Prove that set $\{ \ \{\sqrt{n}\} \ |n\in \mathbb{N} \}$ is dense in $(0,1)$. My try:
$(a,b) \subseteq (0,1) $ arbitrary. I tried to make $\{\sqrt{n}\}$ ''small'' and then multiply it by m so that it get in $(a,b)$ but i failed.
Every hint or help is appreciated.
There are several nice hints in the comments, I expand on mine.
Clearly $\sqrt{n+1}-\sqrt{n}=\frac{(\sqrt{n+1}-\sqrt{n})(\sqrt{n+1}+\sqrt{n})}{\sqrt{n+1}+\sqrt{n}}=\frac1{\sqrt{n+1}+\sqrt{n}}\to0$ as $n\to\infty$.
The idea is that, given any $m$, if $n$ takes values from $m^2$ to $(m+1)^2$ then $\sqrt{n}$ takes values from $m$ to $m+1$, with some small, and more or less "uniform" step.
To illustrate, say $m=4$, and $n$ takes values from $16$ to $25$. Then we have $\sqrt{16}=4$, $\sqrt{17}\approx4.123$, $\sqrt{18}\approx4.243$, $\sqrt{19}\approx4.359$, $\sqrt{20}\approx4.472$, $\sqrt{21}\approx4.583$, $\sqrt{22}\approx4.690$, $\sqrt{23}\approx4.796$, $\sqrt{24}\approx4.899$, $\sqrt{25}\approx5$. So, the fractional part $\{n\}$ takes values $0$, $0.123$, $0.243$, $0.359$, $0.472$, $0.583$, $0.690$, $0.796$, $0.899$, $0$ (or, one could also say $1$). The point is, that the fractional part gradually changes from $0$, with small steps, to a number close to $1$, and then to $1\equiv0\mod1$. It starts with step about $0.12$, and the step decreases a bit, ending about $0.10$, but not changing that much.

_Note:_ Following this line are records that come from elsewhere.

PR #85, opened 2024-07-15
stacks: raise Http404 where applicable (bug 1907913)

zzzeid:


src/lando/api/legacy/api/stacks.py
```diff
@@ -67,13 +60,13 @@ def get(phab: PhabricatorClient, revision_id: str):
     )
     revision = phab.single(revision, "data", none_when_empty=True)
     if revision is None:
-        return not_found_problem
+        raise Http404
```
cgsheeh, line 63: We should add some parameters so it's more obvious what is missing, ie `raise Http404("The requested revision does not exist")`

cgsheeh (changes requested):

src/lando/api/legacy/api/stacks.py
zzzeid: I am re-thinking the need to have a separate "revision not found" functionality vs. just a standard 404. I'm not sure if adds any value, and it also simplifies the implementation of the "fake" 404 we provide when a user is not authorized to view a revision. I don't see the value in having custom 404s depending on what type of page you are trying to access. If this was the API I think it could be useful to have a more specific error, but in this case Django is going to interpret this as a standard 404 no matter what string we pass here. Thoughts?

cgsheeh: According to [the docs](https://docs.djangoproject.com/en/5.0/topics/http/views/#the-http404-exception) the error message only appears in debug mode, so I think we ought to include it.

zzzeid: Fair enough, it certainly doesn't hurt.

src/lando/api/legacy/api/stacks.py
```diff
@@ -67,13 +60,13 @@ def get(phab: PhabricatorClient, revision_id: str):
...
 
     nodes, edges = build_stack_graph(revision)
     try:
         stack_data = request_extended_revision_data(phab, list(nodes))
     except ValueError:
-        return not_found_problem
+        raise Http404
```
zzzeid, line 69:
```suggestion
        raise Http404("Revision does not exist")
```

src/lando/api/legacy/api/stacks.py
zzzeid, line 63:
```suggestion
        raise Http404("Revision does not exist")
```

src/lando/api/legacy/api/stacks.py
```diff
@@ -67,13 +60,13 @@ def get(phab: PhabricatorClient, revision_id: str):
...
     if revision is None:
-        return not_found_problem
+        raise Http404("Revision does not exist")
 
     nodes, edges = build_stack_graph(revision)
     try:
         stack_data = request_extended_revision_data(phab, list(nodes))
     except ValueError:
-        return not_found_problem
+        raise Http404("Revision does not exist")
```
zzzeid, line 69: Interesting though that on this particular line, this text might be misleading. I don't think it necessarily makes sense to include a more verbose message, since it could potentially expose a vulnerability (e.g., someone ends up seeing the custom message for whatever reason) since this particular error here is usually triggered due to access restrictions.

It's also not very clear that this text is only for debug purposes, and I still am not sure if it adds any value. In any case, I think we should keep it the same as the other error, or remove the error from both.

cgsheeh (approved):

PR #86, opened 2024-07-15
api: handle auth and requests correctly

zzzeid:
- pass request to views where needed (bug 1907916)
- implement decorator to replace require_auth0 (bug 1900642)
- fetch ldap_username from correct source (request)
- reimplement require_phabricator_api_key decorator (bug 1908717)
- remove deprecated usages of `g` variable
- implement require_permission decorator
- remove legacy decorators module (no longer needed)
- replace all instances of auth0_user with lando_user
- adapt tests to new functionality


src/lando/api/legacy/api/stacks.py
```diff
@@ -54,12 +55,13 @@
 
 
 @require_phabricator_api_key(optional=True)
-def get(phab: PhabricatorClient, revision_id: str):
+def get(phab: PhabricatorClient, request: HttpRequest, revision_id: str):
     """Get the stack a revision is part of.
 
     Args:
         revision_id: (string) ID of the revision in 'D{number}' format
```
zzzeid, line 62: This should probably be updated to reflect what the URL dispatcher is actually passing here (i.e., just the number portion of the revision ID.)

src/lando/api/legacy/api/try_push.py
```diff
@@ -98,10 +98,8 @@ def parse_revisions_from_request(
         )
 
 
-@auth.require_auth0(scopes=("openid", "lando", "profile", "email"), userinfo=True)
-# Re-enable this check once our Auth0 instance returns group membership for access
-# tokens granted via the Device Authorization flow.
-# @auth.enforce_request_scm_level(SCM_LEVEL_1)
+@require_authenticated_user
+@require_permission("scm_level_1")
```
cgsheeh, line 102: Tokens granted via Device Authorization Flow don't include scm levels, so we can't enforce the permissions here. Please re-add the comment from the original.

src/lando/api/legacy/transplants.py
```diff
@@ -376,23 +376,23 @@ def warning_unresolved_comments(*, phab, revision, **kwargs):
...
-    if auth0_user.is_in_groups(landing_repo.access_group.active_group):
+    if lando_user.has_perm(
+        f"main.{landing_repo.access_group.membership_group.removeprefix('all_')}"
+    ):
         return None
 
-    if auth0_user.is_in_groups(landing_repo.access_group.membership_group):
-        return "Your {} has expired.".format(landing_repo.access_group.display_name)
-
+    # TODO: update copy to include possibility of expired access?
```
cgsheeh, line 395: If the user doesn't have the Django permission, we should still be able to check `userinfo` directly to see if they are in the `expired_scm_level` group.

src/lando/api/legacy/api/stacks.py
```diff
@@ -49,12 +49,13 @@
...
```
zzzeid, line 56:
```suggestion
        revision_id: (int) ID (number portion) of the revision in D{number} format
```

src/lando/api/legacy/api/stacks.py
zzzeid: On second look, the conversion is no longer necessary, as the only time it was used was when converting it back to an int. I will consolidate the functionality into a single revision ID variable.

src/lando/main/auth.py
```diff
@@ -41,3 +48,84 @@ def create_user(self, claims: dict) -> User:
...
+def require_authenticated_user(f):
+    """
+    Decorator which requires a user to be authenticated.
+
+    Raises a PermissionError if a request is by an unauthenticated user.
+    """
+
+    def wrapper(request, *args, **kwargs):
+        if not request.user.is_authenticated:
+            raise PermissionError
```
cgsheeh, line 62:
```suggestion
            raise PermissionError("Authentication is required.")
```

or something like that.

src/lando/main/auth.py
```diff
@@ -41,3 +48,84 @@ def create_user(self, claims: dict) -> User:
...
+    """
+    Decorator that raises a PermissionError if a user is missing the given permission.
+    """
+
+    def __init__(self, permission):
+        self.required_permission = permission
+
+    def __call__(self, f: Callable) -> Callable:
+        def wrapper(request, *args, **kwargs):
+            if not request.user.has_perm(f"main.{self.required_permission}"):
```
cgsheeh, line 78: We should check for expired permissions here and indicate them in the exception message (assuming those eventually make it to the user).

src/lando/main/auth.py
```diff
@@ -41,3 +48,84 @@ def create_user(self, claims: dict) -> User:
...
+
+
+class require_phabricator_api_key:
+    """Decorator which requires and verifies the phabricator API Key.
+
+    If a user's API key is not available and optional is False, then
+    an HTTP 401 response will be returned.
+
+    The user's API key will be verified to be valid, if it is not an
+    HTTP 403 response will be returned..
```
cgsheeh, line 90:
```suggestion
    HTTP 403 response will be returned.
```

src/lando/main/auth.py
```diff
@@ -41,3 +48,84 @@ def create_user(self, claims: dict) -> User:
...
+
+    def __call__(self, f: Callable) -> Callable:
+        def wrapper(request, *args, **kwargs):
+            if not request.user.has_perm(f"main.{self.required_permission}"):
+                raise PermissionError()
+            return f(request, *args, **kwargs)
+
+
+class require_phabricator_api_key:
+    """Decorator which requires and verifies the phabricator API Key.
```
cgsheeh, line 84:
```suggestion
    """Decorator which requires and verifies the Phabricator API Key.
```

cgsheeh (changes requested):

src/lando/api/legacy/api/try_push.py
zzzeid: > Tokens granted via Device Authorization Flow don't include scm levels, so we can't enforce the permissions here. Please re-add the comment from the original.

So as implemented in this PR, this endpoint will require a user to be authenticated via Django's auth framework, and thus we can directly check whether the permission is there or not. This endpoint will not work as it did previously (e.g., via an auth token). We should file a bug to implement this change in Mach (and Lando, since we don't currently have a way to authenticate with Lando via CLI). I will add a comment and file a bug for this.

src/lando/api/legacy/transplants.py
zzzeid: I have a separate bug filed for this: https://bugzilla.mozilla.org/show_bug.cgi?id=1908702. I think this can be discussed separately from this implementation.

src/lando/main/auth.py
zzzeid: Can we consolidate this discussion in [bug 1908702](https://bugzilla.mozilla.org/show_bug.cgi?id=1908702)?

src/lando/api/legacy/api/try_push.py
cgsheeh: Please describe the change you think we would make here in more detail. How will we implement authentication to Lando in Mach without using an access token granted from Auth0? The statement "we don't currently have a way to authenticate with Lando via CLI" is not accurate, we can authenticate to Lando via the CLI, but the granted access token doesn't include the `https://sso.mozilla.com/claim/groups` key with group membership information.

zzzeid: > The statement "we don't currently have a way to authenticate with Lando via CLI" is not accurate

My statement is referring to new Lando, not legacy Lando -- should have been less ambiguous about that.

> How will we implement authentication to Lando in Mach without using an access token granted from Auth0?

This is something yet to be determined. We could do it via Auth0 still, but ultimately we would have to authenticate with Django so that all the requests get tied to the Django user. Regardless, the commented out portion here would be irrelevant since Django can check the permissions directly.

cgsheeh: It sounds like you're suggesting we roll our own auth system for Lando. Without more details, it sounds like this is far outside the scope of the Django migration. Keep in mind that while we are trying to leverage the Django permissions system, Auth0 is still the system which provides information about the users and their permissions (including important things like removing/disabling users when they leave the company). I don't think we can or should be implementing a form of auth that doesn't use Auth0 access tokens.

zzzeid: > It sounds like you're suggesting we roll our own auth system for Lando.

Not sure what you mean here? Perhaps you can elaborate. Since the endpoint is a Django one, therefore Django will have to determine if a user is authorized or not.

The new Django-based auth system is already part of the scope of this Lando porting, so is improving/"modernizing" the auth story in Lando. The way we are initially using it is via an Auth0 backend to authenticate users, and to parse user permissions via userinfo.

After chatting with @globau we've decided that the particular auth implementation for this particular endpoint (try) can be deferred to after the initial launch. One possibility is to use the Auth0 token to authenticate the user with Django directly via the endpoint (and create the user/permissions at that point), but there are other possible approaches as well that we can discuss.

zzzeid: Filed [bug 1909723](https://bugzilla.mozilla.org/show_bug.cgi?id=1909723).

cgsheeh: > > It sounds like you're suggesting we roll our own auth system for Lando.
> 
> Not sure what you mean here? Perhaps you can elaborate. Since the endpoint is a Django one, therefore Django will have to determine if a user is authorized or not.

You previously stated the "endpoint will not work as it did previously (e.g., via an auth token)". Since you haven't given any more details ("This is something yet to be determined"), it sounds like you are intending to implement some non-Auth0 access token authentication to Lando.

zzzeid: > it sounds like you are intending to implement some non-Auth0 access token authentication to Lando.

That's still a possibility (i.e., authenticating directly with Lando via the CLI, or a web page, or in some other way). Ultimately Lando will have a user record for each user who authenticates one way or another, and those users as long as they exist in Auth0 can be tied together regardless of how they originate in the system (e.g., via Auth0 token or via a web login). In any case, one simple approach (if indeed possible) would be to use Lando to fill in the missing information after validating the token that is generated with the current approach in Mach.

zzzeid: > "endpoint will not work as it did previously (e.g., via an auth token)"

Lastly to clarify this point, this is correct. With this implementation, the endpoint does not work with the auth token (in fact, no endpoint in Django supports an auth token at this point).

src/lando/api/tests/test_transplants.py
```diff
@@ -332,19 +335,13 @@ def test_dryrun_outside_codefreeze(
...
     [
         (
-            CANNED_USERINFO["NO_CUSTOM_CLAIMS"],
-            200,
-            "You have insufficient permissions to land. Level 3 "
-            "Commit Access is required. See the FAQ for help.",
-        ),
-        (CANNED_USERINFO["EXPIRED_L3"], 200, "Your Level 3 Commit Access has expired."),
-        (
-            CANNED_USERINFO["UNVERIFIED_EMAIL"],
```
zzzeid, line 345: See https://bugzilla.mozilla.org/show_bug.cgi?id=1908701.

cgsheeh (approved):
As long as we resolve bug 1909723 and bug 1908702, this is good to go.

PR #87, opened 2024-07-16
ui: port error pages (bug 1902107)

zzzeid:
- move base templates
- implement 404 and 500 templates
- remove unused legacy code


src/lando/ui/jinja2/500.html
```diff
@@ -0,0 +1,3 @@
+{% extends "default_error.html" %}
+{% set title = "500 - Oops" %}
+{% set message = "Something went wrong. Someone will look into this shortly." %}
```
cgsheeh, line 3: We should add a hint about reporting a bug, or notifying someone on Matrix.

src/lando/ui/jinja2/errorhandlers/revisions_404.html
```diff
@@ -1,21 +0,0 @@
...
-
-  <h1>Revision/Diff Not Available</h1>
-
-  <p>
-    The revision or diff you've requested does not exist or you do not have
-    permission to view it.
-  </p>
-  {% if user_is_authenticated and not user_has_phabricator_token %}
-    <p>
-      If you were trying to view a stack which includes a secure revision, you need to
```
cgsheeh, line 15: With this patch we remove the hint on the 404 page about adding the Phab API token. Could we add a `hint` parameter to the 404 page so we can add custom messaging to some 404's where appropriate? This message was added in https://bugzilla.mozilla.org/show_bug.cgi?id=1808042 at Sylvestre's request.

cgsheeh (changes requested):

cgsheeh (approved):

It should be clear that for bigger values of $m$ the step would be smaller. More precisely, if $m$ is arbitrary (and big), and $n$ takes values $m^2,m^2+1,m^2+2,...,(m+1)^2-2,(m+1)^2-1,(m+1)^2$ then $\sqrt{n}$ takes values $v_0=m,v_1,v_2,...,v_{2m-1},v_{2m},v_{2m+1}=m+1$, so the fractional parts $\{v_0\},\{v_1\},\{v_2\},...,\{v_{2m-1}\},\{v_{2m}\},\{v_{2m+1}\}$ start at $0$ and gradually increase to values close to $1$, and the last value $\{v_{2m+1}\}$ goes back to $0$. Note that $\{v_1\}-\{v_0\}=v_1-v_0=\sqrt{m+1}-\sqrt{m}=\frac1{\sqrt{m+1}+\sqrt{m}}$ and this is the largest step within the finite sequence $v_{j}-v_{j-1}$, where $j=1,2,...,2m-1$. Note that, $\{v_{2m-1}\}-\{v_{2m-2}\}=v_{2m-1}-v_{2m-2}=$ $\sqrt{2m-1}-\sqrt{2m-2}=\frac1{\sqrt{2m-1}+\sqrt{2m-2}}$, and $1-\{v_{2m-1}\}=v_{2m}-v_{2m-1}=$ $\sqrt{2m}-\sqrt{2m-1}=\frac1{\sqrt{2m}+\sqrt{2m-1}}$ (the latter being the smallest step).
Formally, take $(a,b)\subseteq(0,1)$ arbitrary. Take $m$ big enough so that $\frac1{\sqrt{m+1}+\sqrt{m}}<b-a$. Then, in the notation from the preceding paragraph, as $n$ takes values $m^2,m^2+1,m^2+2,...,(m+1)^2-2,$ $(m+1)^2-1,(m+1)^2$, the fractional parts $\{\sqrt{m^2}\},\{\sqrt{m^2+1}\},\{\sqrt{m^2+2}\},...,$ $\{\sqrt{(m+1)^2-2}\},\{\sqrt{(m+1)^2-1}\},\{\sqrt{(m+1)^2}\}$ start at $0$ and gradually approach $1$ with steps $<b-a$, and hence (at least) one of these values would be in the interval $(a,b)$.